GIVEN DATA Start Marker
PR #397, opened 2019-10-28
Clean up identity install artifacts

ctediz:
Clean up identity install artifact

Views folder is causing issues with identity after upgrading to .net core 2.2

### DIFF
--- a/Fabric.Identity.API/scripts/Install-Identity-Utilities.psm1
+++ b/Fabric.Identity.API/scripts/Install-Identity-Utilities.psm1
@@ -469,7 +469,7 @@ function Unlock-ConfigurationSections(){
     $manager.CommitChanges()
 }
 
-function Remove-IdentityViewsFolder {
+function Remove-IdentityFolder {
     param (
         [string] $path
     )
@@ -479,7 +479,7 @@ function Remove-IdentityViewsFolder {
         # Clean subfolders
         Get-ChildItem $path -Recurse | Remove-Item -Recurse
         # Clean Folder
-        Remove-Item $path    
+        Remove-Item $path
     }
     elseif (Test-Path -Path $path -PathType Leaf) {
         Write-DosMessage -Level Information -Message "Deleting file: $path."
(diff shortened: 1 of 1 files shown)


Fabric.Identity.API/scripts/Install-Identity-Utilities.psm1
```diff
@@ -469,9 +469,29 @@ function Unlock-ConfigurationSections(){
...
+        Write-DosMessage -Level Information -Message "Deleting file: $path."
+        # Clean Item
+        Remove-Item $path
+    }
+}
+
 function Publish-Application([System.Object] $site, [string] $appName, [hashtable] $iisUser, [string] $zipPackage, [string] $assembly){
     $appDirectory = [io.path]::combine([System.Environment]::ExpandEnvironmentVariables($site.physicalPath), $appName)
     New-LogsDirectoryForApp $appDirectory $iisUser.UserName
+    Remove-IdentityViewsFolder -path "$appDirectory\Views"
```
hckenmiller: So views is a folder left over from .net core 1.1?

Fabric.Identity.API/scripts/Install-Identity-Utilities.psm1
```diff
@@ -469,9 +469,29 @@ function Unlock-ConfigurationSections(){
     $manager.CommitChanges()
 }
 
+function Remove-IdentityViewsFolder {
```
bskeen: I understand that you created this to remove the Identity Views folder, but the code inside the function seems more general purpose to me. Maybe this could be named `Remove-Folder` or something to that effect?

Fabric.Identity.API/scripts/Install-Identity-Utilities.psm1
ctediz: Yes it is

Fabric.Identity.API/scripts/Install-Identity-Utilities.psm1
ctediz: Slightly concerned about function name conflicts by going a route like that

hckenmiller: Good suggestion

ctediz: Could be something like Remove-IdentityFolder(?)

bskeen: I think that's a great idea.

hckenmiller: It removes files and folders, but we only care that the views folder is removed.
GIVEN DATA End Marker
▶ _WHAT YOU WILL DO_
Repeat the data in its entirety, character for character.

▶ _YOUR SOLUTION_
PR #397, opened 2019-10-28
Clean up identity install artifacts

ctediz:
Clean up identity install artifact

Views folder is causing issues with identity after upgrading to .net core 2.2

### DIFF
--- a/Fabric.Identity.API/scripts/Install-Identity-Utilities.psm1
+++ b/Fabric.Identity.API/scripts/Install-Identity-Utilities.psm1
@@ -469,7 +469,7 @@ function Unlock-ConfigurationSections(){
     $manager.CommitChanges()
 }
 
-function Remove-IdentityViewsFolder {
+function Remove-IdentityFolder {
     param (
         [string] $path
     )
@@ -479,7 +479,7 @@ function Remove-IdentityViewsFolder {
         # Clean subfolders
         Get-ChildItem $path -Recurse | Remove-Item -Recurse
         # Clean Folder
-        Remove-Item $path    
+        Remove-Item $path
     }
     elseif (Test-Path -Path $path -PathType Leaf) {
         Write-DosMessage -Level Information -Message "Deleting file: $path."
(diff shortened: 1 of 1 files shown)


Fabric.Identity.API/scripts/Install-Identity-Utilities.psm1
```diff
@@ -469,9 +469,29 @@ function Unlock-ConfigurationSections(){
...
+        Write-DosMessage -Level Information -Message "Deleting file: $path."
+        # Clean Item
+        Remove-Item $path
+    }
+}
+
 function Publish-Application([System.Object] $site, [string] $appName, [hashtable] $iisUser, [string] $zipPackage, [string] $assembly){
     $appDirectory = [io.path]::combine([System.Environment]::ExpandEnvironmentVariables($site.physicalPath), $appName)
     New-LogsDirectoryForApp $appDirectory $iisUser.UserName
+    Remove-IdentityViewsFolder -path "$appDirectory\Views"
```
hckenmiller: So views is a folder left over from .net core 1.1?

Fabric.Identity.API/scripts/Install-Identity-Utilities.psm1
```diff
@@ -469,9 +469,29 @@ function Unlock-ConfigurationSections(){
     $manager.CommitChanges()
 }
 
+function Remove-IdentityViewsFolder {
```
bskeen: I understand that you created this to remove the Identity Views folder, but the code inside the function seems more general purpose to me. Maybe this could be named `Remove-Folder` or something to that effect?

Fabric.Identity.API/scripts/Install-Identity-Utilities.psm1
ctediz: Yes it is

Fabric.Identity.API/scripts/Install-Identity-Utilities.psm1
ctediz: Slightly concerned about function name conflicts by going a route like that

hckenmiller: Good suggestion

ctediz: Could be something like Remove-IdentityFolder(?)

bskeen: I think that's a great idea.

hckenmiller: It removes files and folders, but we only care that the views folder is removed.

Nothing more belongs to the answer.